● **Task instructions**
Output all of the entries below precisely as written.

==== Extracted information ====

PR #77601, opened 2026-04-09
Remove old kas gcp ci

gangwgr:
Remove old kas gcp ci as case migrated to ote ci job


ci-operator/config/openshift/cluster-kube-apiserver-operator/openshift-cluster-kube-apiserver-operator-release-4.22.yaml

====

● **Written reply**
PR #77601, opened 2026-04-09
Remove old kas gcp ci

gangwgr:
Remove old kas gcp ci as case migrated to ote ci job


ci-operator/config/openshift/cluster-kube-apiserver-operator/openshift-cluster-kube-apiserver-operator-release-4.22.yaml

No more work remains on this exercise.